[What is being asked]
From the first line to the last, return the data exactly as it stands.

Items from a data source
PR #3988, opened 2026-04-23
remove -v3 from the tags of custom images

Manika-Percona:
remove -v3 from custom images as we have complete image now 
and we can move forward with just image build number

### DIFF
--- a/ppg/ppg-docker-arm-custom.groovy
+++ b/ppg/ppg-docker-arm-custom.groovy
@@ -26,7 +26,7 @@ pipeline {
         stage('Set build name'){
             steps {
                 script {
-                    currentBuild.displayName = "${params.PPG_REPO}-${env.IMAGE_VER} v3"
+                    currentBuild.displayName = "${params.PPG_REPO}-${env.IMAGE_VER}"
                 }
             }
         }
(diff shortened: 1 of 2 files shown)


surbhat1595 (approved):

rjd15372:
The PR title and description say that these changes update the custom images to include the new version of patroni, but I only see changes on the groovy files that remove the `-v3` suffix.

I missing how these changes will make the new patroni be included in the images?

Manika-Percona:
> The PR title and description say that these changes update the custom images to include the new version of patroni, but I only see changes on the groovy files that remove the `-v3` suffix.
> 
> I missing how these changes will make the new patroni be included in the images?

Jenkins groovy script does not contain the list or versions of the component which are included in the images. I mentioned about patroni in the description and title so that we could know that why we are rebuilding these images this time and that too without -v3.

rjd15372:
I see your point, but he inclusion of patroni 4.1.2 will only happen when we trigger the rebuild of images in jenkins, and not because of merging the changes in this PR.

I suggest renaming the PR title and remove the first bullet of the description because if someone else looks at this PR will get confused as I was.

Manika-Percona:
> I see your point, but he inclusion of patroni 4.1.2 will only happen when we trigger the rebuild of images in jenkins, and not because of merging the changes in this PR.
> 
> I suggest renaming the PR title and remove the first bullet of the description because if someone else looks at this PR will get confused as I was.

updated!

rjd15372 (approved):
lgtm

[Your response]
PR #3988, opened 2026-04-23
remove -v3 from the tags of custom images

Manika-Percona:
remove -v3 from custom images as we have complete image now 
and we can move forward with just image build number

### DIFF
--- a/ppg/ppg-docker-arm-custom.groovy
+++ b/ppg/ppg-docker-arm-custom.groovy
@@ -26,7 +26,7 @@ pipeline {
         stage('Set build name'){
             steps {
                 script {
-                    currentBuild.displayName = "${params.PPG_REPO}-${env.IMAGE_VER} v3"
+                    currentBuild.displayName = "${params.PPG_REPO}-${env.IMAGE_VER}"
                 }
             }
         }
(diff shortened: 1 of 2 files shown)


surbhat1595 (approved):

rjd15372:
The PR title and description say that these changes update the custom images to include the new version of patroni, but I only see changes on the groovy files that remove the `-v3` suffix.

I missing how these changes will make the new patroni be included in the images?

Manika-Percona:
> The PR title and description say that these changes update the custom images to include the new version of patroni, but I only see changes on the groovy files that remove the `-v3` suffix.
> 
> I missing how these changes will make the new patroni be included in the images?

Jenkins groovy script does not contain the list or versions of the component which are included in the images. I mentioned about patroni in the description and title so that we could know that why we are rebuilding these images this time and that too without -v3.

rjd15372:
I see your point, but he inclusion of patroni 4.1.2 will only happen when we trigger the rebuild of images in jenkins, and not because of merging the changes in this PR.

I suggest renaming the PR title and remove the first bullet of the description because if someone else looks at this PR will get confused as I was.

Manika-Percona:
> I see your point, but he inclusion of patroni 4.1.2 will only happen when we trigger the rebuild of images in jenkins, and not because of merging the changes in this PR.
> 
> I suggest renaming the PR title and remove the first bullet of the description because if someone else looks at this PR will get confused as I was.

updated!

rjd15372 (approved):
lgtm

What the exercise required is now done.